A model built quickly, without ornament. Elite facilities. Selection as filter. Coaching authority concentrated. From childhood into early adulthood. Not only the production of players, but something closer to passage, and exit, held together.

The two logics remain side by side, unresolved. Each year, Clairefontaine selects 23 from around 1,600 trialists in Île-de-France. Thirteen years old, more or less. Two years inside. Sunday to Friday: training, school, repetition. Outside still there, visible, slightly out of reach. Names on walls, names returning in person when Les Bleus arrive. Nobody really explains it.

Kylian Mbappé sits at the top of that line. Before him: Marcus Thuram, Blaise Matuidi, Thierry Henry, Nicolas Anelka, William Gallas, Louis Saha.

Île-de-France everywhere in the game. Half of Didier Deschamps’ 2026 World Cup squad comes from there. One fifth of the country, out of proportion, though nobody says it like that. Nearly 60 per cent of French professionals born there. Across Europe’s top five leagues, the region still appears in that 5–10 per cent band of the total pool, more than expected, less than explained.

The centre of gravity is elsewhere. Not the Paris boulevards. Not Paris itself. The edges. The discontinuous city. Where inequality becomes texture rather than description. Crime rates, unemployment, distance from institutions. Inclusion as word rather than condition. In that space, football is not metaphor. It is rhythm.

“Why are we so good at football here? Because there is nothing else here,” Paul Pogba once said.
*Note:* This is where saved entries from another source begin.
PR #177, opened 2020-05-13
L65: Additional PyPI Packages for gRPC Python

lidizheng:
> gRPC Python is uploaded as `grpcio` on PyPI, but there is another package named
`grpc`. Hence some users are confused. This document proposes gRPC Python to
upload additional packages named `grpc` and `grpc-*` as proxies to our official
packages.

### DIFF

Bondy. Mbappé and William Saliba. Les Ulis in another direction: Thierry Henry, Patrice Evra, Anthony Martial. Geography fades after a point, or it becomes something softer. Recognition takes over. Shirts, gestures, repetition. Private mythologies of escape that everyone recognises without saying so.

“I knew him,” someone might say. A sentence that carries more than it explains, or less, depending on the day.

Very few versions end in the same place. Most do not end at all. But Mbappé remains visible inside that imbalance. So does the France that produced him. A presence that settles, without needing to resolve itself.